Department of Biology, McGill University, Montreal, Quebec, Canada; Interuniversity Research Group in Limnology (GRIL), Quebec, Canada.
Interuniversity Research Group in Limnology (GRIL), Quebec, Canada; Department of Biology, Concordia University, Montreal, Quebec, Canada.
Harmful Algae. 2022 Mar;113:102187. doi: 10.1016/j.hal.2022.102187. Epub 2022 Feb 3.
Accurately identifying the species present in an ecosystem is vital to lake managers and successful bioassessment programs. This is particularly important when monitoring cyanobacteria, as numerous taxa produce toxins and can have major negative impacts on aquatic ecosystems. Increasingly, DNA-based techniques such as metabarcoding are being used for measuring aquatic biodiversity, as they could accelerate processing time, decrease costs and reduce some of the biases associated with traditional light microscopy. Despite the continuing use of traditional microscopy and the growing use of DNA metabarcoding to identify cyanobacteria assemblages, methodological comparisons between the two approaches have rarely been reported from a wide suite of lake types. Here, we compare planktonic cyanobacteria assemblages generated by inverted light microscopy and DNA metabarcoding from a 379-lake dataset spanning a longitudinal and trophic gradient. We found moderate levels of congruence between methods at the broadest taxonomic levels (i.e., Order, RV=0.40, p < 0.0001). This comparison revealed distinct cyanobacteria communities from lakes of different trophic states, with Microcystis, Aphanizomenon and Dolichospermum dominating with both methods in eutrophic and hypereutrophic sites. This finding supports the use of either method when monitoring eutrophication in lake surface waters. The biggest difference between the two methods was the detection of picocyanobacteria, which are typically underestimated by light microscopy. This reveals that the communities generated by each method currently are complementary as opposed to identical and promotes a combined-method strategy when monitoring a range of trophic systems. For example, microscopy can provide measures of cyanobacteria biomass, which are critical data in managing lakes. Going forward, we believe that molecular genetic methods will be increasingly adopted as reference databases are routinely updated with more representative sequences and will improve as cyanobacteria taxonomy is resolved with the increase in available genetic information.

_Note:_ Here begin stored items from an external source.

PR #7336, opened 2022-01-18
Serialize `@propertysheet` errors in a frontend-friendly way

lukasgraf:
This overhauls the error handling in the `@propertysheets` APIs in a way that the client-side errors get serialized in a way where they contain a deliberately crafted `translated_message`.

We do this to enable the frontend to just display this one message at the top of the form, without any further processing of the response or highlighting of the offending widget.

The message must therefore contain enough context so that the user can identify where the error is, and what he needs to change to fix it.

This generated `translated_message` is a multi-line string (three, sometimes four lines), where each line gets progressively more specific / local.

Example:
```
    The form contains errors:
    Field 3 ('location'):
    Parameter 'title': Value is too long
    (Max: 128 characters, Actual length: 135 characters)
```

In order to achieve this, we wrap certain validation errors in some custom higher level exceptions, to which we attach the necessary context info to build a rich `translated_message` later:

- `FieldValidationError` (for errors in the `fields` key)
- `AssignmentValidationError` ((for errors in the `assignments` key)
- `SheetValidationError` (everything else)

These then get processed by adapters that know how the data attached to these exceptions is structured, and they extract the necessary context information from them.

## Checklist

- [x] Changelog entry

- API change:
  - [x] API Changelog entry
  - If breaking:
    - [x] api-change label added
    - [ ] #delivery channel notified about breaking change _(deemed unnecessary)_
    - [ ] Scrum master is informed _(deemed unnecessary)_
- New translations

### DIFF
--- a/opengever/propertysheets/api/base.py
+++ b/opengever/propertysheets/api/base.py
@@ -4,6 +4,7 @@ from opengever.propertysheets.api.error_serialization import ErrorSerializer
 from opengever.propertysheets.definition import PropertySheetSchemaDefinition as PSDefinition
 from opengever.propertysheets.exceptions import AssignmentAlreadyInUse
 from opengever.propertysheets.exceptions import AssignmentValidationError
+from opengever.propertysheets.exceptions import FieldValidationError
 from opengever.propertysheets.exceptions import SheetValidationError
 from opengever.propertysheets.metaschema import IFieldDefinition
 from opengever.propertysheets.metaschema import IPropertySheetDefinition
@@ -112,8 +113,32 @@ class PropertySheetWriter(PropertySheetLocator):
     """Base class for @propertysheets endpoints that create or modify sheets.
     """
 
+    def get_fields(self, data, existing_dynamic_defaults=()):
+        fields = data.get("fields")
+
+        if fields:
+            errors = self.validate_fields(fields, existing_dynamic_defaults)
+            if errors:
+                raise FieldValidationError(errors)
+
+            seen = set()
+            duplicates = []
+            for name in [each["name"] for each in fields]:
+                if name in seen:
+                    duplicates.append(name)
+                seen.add(name)
+            if duplicates:
+                raise BadRequest(
+                    u"Duplicate fields '{}'.".format("', '".join(duplicates))
+                )
+
+        return fields
+
     def validate_fields(self, fields, existing_dynamic_defaults=()):
         errors = []
+
+        if not isinstance(fields, list):
+            raise BadRequest(u"Missing or invalid field definitions.")
 
         for field_no, field_data in enumerate(fields):
             # Cast JSON strings to their appropriate Python types (unicode or
--- a/opengever/propertysheets/api/base.py
+++ b/opengever/propertysheets/api/base.py
@@ -173,6 +173,9 @@ class PropertySheetWriter(PropertySheetLocator):
         """Require Manager role for any kind of dynamic defaults, unless
         it's a PATCH request and they already existed and didn't get modified.
         """
+        if api.user.has_permission('cmf.ManagePortal'):
+            return
+
         dynamic_default_types = PSDefinition.DYNAMIC_DEFAULT_PROPERTIES
 
         for name, value in field_data.items():
@@ -181,11 +184,10 @@ class PropertySheetWriter(PropertySheetLocator):
             if (field_data['name'], name, value) in existing_dynamic_defaults:
                 # Existing dynamic default that is left unchanged - allowed
                 continue
-            else:
-                # New or modified dynamic default - managers only
-                if not api.user.has_permission('cmf.ManagePortal'):
-                    raise Unauthorized(
-                        'Setting any dynamic defaults requires Manager role')
+
+            # New or modified dynamic default - managers only
+            raise Unauthorized(
+                'Setting any dynamic defaults requires Manager role')
 
     def get_assignments(self, data, sheet=None):
         assignments = data.get("assignments")
--- a/opengever/propertysheets/api/base.py
+++ b/opengever/propertysheets/api/base.py
@@ -3,6 +3,7 @@ from opengever.api.validation import scrub_json_payload
 from opengever.propertysheets.api.error_serialization import ErrorSerializer
 from opengever.propertysheets.definition import PropertySheetSchemaDefinition as PSDefinition
 from opengever.propertysheets.exceptions import AssignmentAlreadyInUse
+from opengever.propertysheets.exceptions import AssignmentValidationError
 from opengever.propertysheets.exceptions import SheetValidationError
 from opengever.propertysheets.metaschema import IFieldDefinition
 from opengever.propertysheets.metaschema import IPropertySheetDefinition
@@ -154,6 +155,17 @@ class PropertySheetWriter(PropertySheetLocator):
                 if not api.user.has_permission('cmf.ManagePortal'):
                     raise Unauthorized(
                         'Setting any dynamic defaults requires Manager role')
+
+    def get_assignments(self, data, sheet=None):
+        assignments = data.get("assignments")
+        assignment_errors = self.validate_assignments(assignments, sheet=sheet)
+        if assignment_errors:
+            raise AssignmentValidationError(assignment_errors)
+
+        if assignments is not None:
+            assignments = tuple(assignments)
+
+        return assignments
 
     def validate_assignments(self, assignments_data, sheet=None):
         if not assignments_data:
--- a/opengever/propertysheets/api/base.py
+++ b/opengever/propertysheets/api/base.py
@@ -1,6 +1,9 @@
 from opengever.api.validation import get_validation_errors
 from opengever.api.validation import scrub_json_payload
+from opengever.propertysheets.api.error_serialization import ErrorSerializer
 from opengever.propertysheets.definition import PropertySheetSchemaDefinition as PSDefinition
+from opengever.propertysheets.exceptions import AssignmentAlreadyInUse
+from opengever.propertysheets.exceptions import SheetValidationError
 from opengever.propertysheets.metaschema import IFieldDefinition
 from opengever.propertysheets.metaschema import IPropertySheetDefinition
 from opengever.propertysheets.storage import PropertySheetSchemaStorage
@@ -10,6 +13,7 @@ from plone.restapi.services import Service
 from zExceptions import BadRequest
 from zExceptions import NotFound
 from zExceptions import Unauthorized
+from zope.annotation import IAnnotations
 from zope.component import getMultiAdapter
 from zope.interface import implementer
 from zope.publisher.interfaces import IPublishTraverse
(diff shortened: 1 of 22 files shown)


opengever/propertysheets/api/error_serialization.py
```diff
@@ -0,0 +1,282 @@
...
+        field = IPropertySheetDefinition['assignments']
+        error_location = translate(
+            field.title,
+            context=self.request,
+        ) + u':'
+        return error_location
+
+    def get_error_short_text(self):
+        validation_exc = self.get_validation_error()
+        error_description = self.extract_error_description(validation_exc)
```
njohner, line 246: ✂️

opengever/propertysheets/api/error_serialization.py
```diff
@@ -0,0 +1,282 @@
...
+
+        if isinstance(validation_exc, AssignmentAlreadyInUse):
+            # Provide a custom, more helpful error message for this
+            error_description = translate(
+                _(u'msg_assignment_already_in_use',
+                  default=u"Assignment '${assignment}' is already in use.",
+                  mapping={'assignment': validation_exc.message['assignment']}),
+                context=self.request,
+            )
```
njohner, line 255:
```
else:
    error_description = self.extract_error_description(validation_exc)
```

opengever/propertysheets/api/error_serialization.py
```diff
@@ -0,0 +1,282 @@
...
+    def get_error_location(self):
+        # We currently only raise SheetValidationError for ID field errors.
+        field = IPropertySheetDefinition['id']
+        error_location = translate(
+            field.title,
+            context=self.request,
+        ) + u':'
+        return error_location
+
+    def get_error_short_text(self):
```
njohner, line 277: ✂️ I think this is the same as in the baseclass

opengever/propertysheets/locales/de/LC_MESSAGES/opengever.propertysheets.po
```diff
@@ -146,3 +151,25 @@ msgstr "Titel"
 #: ./opengever/propertysheets/metaschema.py
 msgid "label_values"
 msgstr "Wertebereich"
+
+#. Default: "Assignment '${assignment}' is already in use."
+#: ./opengever/propertysheets/api/error_serialization.py
+msgid "msg_assignment_already_in_use"
+msgstr "Der Slot '${assignment}' ist bereits belegt."
```
njohner, line 166: I don't really like "Slot" that we've been using in German. Why not something like Zuordnung, Zuteilung or Zuweisung

opengever/propertysheets/tests/test_api_error_formatting.py
```diff
@@ -654,3 +654,655 @@ def test_rejects_non_string_term_type_for_values(self, browser):
...
+        # Then attempt to patch it
+        browser.open(
+            view="@propertysheets/%s" % sheet_id,
+            method="PATCH",
+            data=json.dumps(data),
+            headers=self.api_headers,
+        )
+
+    @browsing
+    def test_rejects_missing_sheet_id(self, browser):
```
njohner, line 705: ✂️ ? These are tests for the PATCH endpoint where modifying the ID is anyway forbidden, and you seem to be testing POST here

opengever/propertysheets/tests/test_api_error_formatting.py
```diff
@@ -654,3 +654,655 @@ def test_rejects_non_string_term_type_for_values(self, browser):
...
+        self.assertDictContainsSubset(
+            {
+                u"message": u"Must supply exactly one {sheet_id} path parameter.",
+                u"type": u"BadRequest",
+            },
+            browser.json,
+        )
+
+    @browsing
+    def test_rejects_sheet_id_not_matching_pattern(self, browser):
```
njohner, line 727: Huh, I thought this would raise `BadRequest("The 'id' of an existing sheet must not be changed.")`

opengever/propertysheets/tests/test_api_error_formatting.py
```diff
@@ -654,3 +654,655 @@ def test_rejects_non_string_term_type_for_values(self, browser):
...
+                    u"Das Formular enth\xe4lt Fehler:",
+                    u"ID:",
+                    u"Ung\xfcltiger Bezeichner",
+                ]),
+            },
+            browser.json,
+        )
+
+    @browsing
+    def test_rejects_sheet_id_that_is_too_long(self, browser):
```
njohner, line 753: Same here

opengever/propertysheets/tests/test_api_error_formatting.py
```diff
@@ -654,3 +654,655 @@ def test_rejects_non_string_term_type_for_values(self, browser):
...
+                    u"ID:",
+                    u"Wert ist zu lang.",
+                    u"(Maximum: 32 Zeichen. Tats\xe4chliche L\xe4nge: 34 Zeichen)",
+                ]),
+            },
+            browser.json,
+        )
+
+    @browsing
+    def test_rejects_sheet_id_that_is_a_python_keyword(self, browser):
```
njohner, line 775: and here.

opengever/propertysheets/tests/test_api_error_formatting.py
```diff
@@ -654,3 +654,655 @@ def test_rejects_non_string_term_type_for_values(self, browser):
...
+    def test_rejects_assignments_already_in_use(self, browser):
+        self.login(self.propertysheets_manager, browser)
+
+        data = deepcopy(self.VALID_SAMPLE_PAYLOAD)
+
+        # IDossier.default is already used by a fixture object
+        data['assignments'] = [u"IDossier.default"]
+
+        with browser.expect_http_error(400):
+            self.patch_sheet(browser, data)
```
njohner, line 849: same

njohner (approved):
LGTM! 🎉

opengever/propertysheets/api/base.py
```diff
@@ -106,7 +114,7 @@ class PropertySheetWriter(PropertySheetLocator):
     def validate_fields(self, fields, existing_dynamic_defaults=()):
         errors = []
 
-        for field_data in fields:
+        for field_no, field_data in enumerate(fields):
```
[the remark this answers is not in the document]
lukasgraf: Yes, this is actually somewhat intentional.
Later, we'll probably want to use the field number to produce machine-readable field selectors like `fields[3].title` along with the response, to indicate to the frontend which field contains the error (the idea of this addressing scheme being "Key `fields`, Item `3` in that array, Key `title`). For that we'd want zero-based indexing.

So I chose to do the `field_no + 1` in the place where we render a human-facing number. (I'm not considering developers human in that context) 😝

opengever/propertysheets/api/error_serialization.py
```diff
@@ -0,0 +1,282 @@
...
+        error_location = _(
+            u'msg_propertysheet_field_location',
+            default=u"Field ${field_no} ('${field_name}'):",
+            mapping={
+                'field_no': self.propertysheet_field_no + 1,
+                'field_name': self.propertysheet_field_name,
+            })
+        return translate(error_location, context=self.request)
+
+    def get_error_short_text(self):
```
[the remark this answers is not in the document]
lukasgraf: Ah yes, that's why I pulled it up into the superclass in the first place 🤦  Thanks!

opengever/propertysheets/locales/de/LC_MESSAGES/opengever.propertysheets.po
lukasgraf: I actually worked with "Zuweisung" in an earlier version. But I wasn't happy with it at all, because it barely adds any clarity, and it sounds weird when used in a sentence like that. The three you suggested work fine as simply the label for the field, but when used in a sentence it falls apart IMHO:

"Die Zuweisung 'IDocument.default' wird bereits verwendet" sounds very strange to my ears. So I just went with the technical English name, since the audience is rather technical anyway, and it's sightly less awkward (IMHO).

But I agree, it's definitely not ideal, the wording probably needs a second pass in some other places as well. I just don't think the ones you mentioned are an unequivocal improvement in this case.

opengever/propertysheets/tests/test_api_error_formatting.py
lukasgraf: You're right, I accidentally POST here instead of PATCHing - fixed that.

The rest is correct though: A sheet ID _in the URL_ is always required for PATCH. It's used to address the resource that is supposed to be mutated. An `id` in the payload (JSON body) however is what would indicate that the client wants to modify the `id`, and that's indeed forbidden.

But that code is only ever reached once the sheet ID has been extracted from the URL, validated for lexical correctness, and resolved to an actual sheet. That is all being done by the [`PropertySheetLocator`](https://github.com/4teamwork/opengever.core/pull/7336/files#diff-22949404b71524e015383695cfaf120aff9a54293b557e43c9be8e4faf1a1c10L35) before the actual contents of the payload are even getting looked at.

opengever/propertysheets/tests/test_api_error_formatting.py
lukasgraf: Nope, for the reason described above: Changing a sheet ID would be done with `{"id": "new_id"}` in the body. This however rejects a malformed it as part of the URL scheme that addresses a particular sheet, e.g. `PATCH /@propertysheets/$$$`

opengever/propertysheets/tests/test_api_error_formatting.py
lukasgraf: Indeed 😉

opengever/propertysheets/tests/test_api_error_formatting.py
lukasgraf: Are you sure you meant to comment on this line? This doesn't seem like the same issue like the previous comments.

opengever/propertysheets/api/error_serialization.py
lukasgraf: I don't think anything can really be eliminated here. The changes as suggested by you would really just _add_ an `else` clause here, which I don't think is what you wanted to suggest, because if I remember correctly, you don't like unnecessary `else` clauses either 😉

opengever/propertysheets/locales/de/LC_MESSAGES/opengever.propertysheets.po
njohner: Works for me. I was just a but "surprised" when I did the French translations that German was using the english "Slot", while english was using "Assignment". In French I finally went for a direct translation of "Assignment" and not Slot. That's just why I was asking here. We could also use "Slot" in German, French and English...

opengever/propertysheets/tests/test_api_error_formatting.py
njohner: Ok thanks 👍 . I did think something was raising earlier, but didn't know what 😄 .

opengever/propertysheets/tests/test_api_error_formatting.py
njohner: yes indeed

准确识别生态系统中存在的物种对湖泊管理者和成功的生物评估计划至关重要。在监测蓝藻时,这一点尤为重要,因为许多蓝藻属会产生毒素,并对水生生态系统造成重大负面影响。越来越多的基于 DNA 的技术,如 metabarcoding,正被用于测量水生生物多样性,因为它们可以加速处理时间、降低成本,并减少与传统显微镜相关的一些偏差。尽管传统显微镜仍在继续使用,并且 DNA metabarcoding 越来越多地用于识别蓝藻组合,但从广泛的湖泊类型来看,这两种方法之间的方法比较很少有报道。在这里,我们比较了通过倒置显微镜和 DNA metabarcoding 从跨越纵向和营养梯度的 379 个湖泊数据集生成的浮游蓝藻组合。我们发现,在最广泛的分类学水平(即目,RV=0.40,p<0.0001)上,两种方法之间存在中等程度的一致性。这种比较揭示了不同营养状态湖泊的独特蓝藻群落,微囊藻、鱼腥藻和束丝藻在富营养化和超富营养化地区用这两种方法都占主导地位。这一发现支持在监测湖泊地表水富营养化时使用这两种方法中的任何一种。这两种方法之间最大的区别是对微微型蓝藻的检测,这些蓝藻通常被显微镜低估。这表明,这两种方法所产生的群落目前是互补的,而不是相同的,并在监测一系列营养系统时促进了联合方法策略。例如,显微镜可以提供蓝藻生物量的测量,这是管理湖泊的关键数据。展望未来,我们相信随着参考数据库定期更新更具代表性的序列,以及随着可用遗传信息的增加解决蓝藻分类学问题,分子遗传方法将越来越被采用。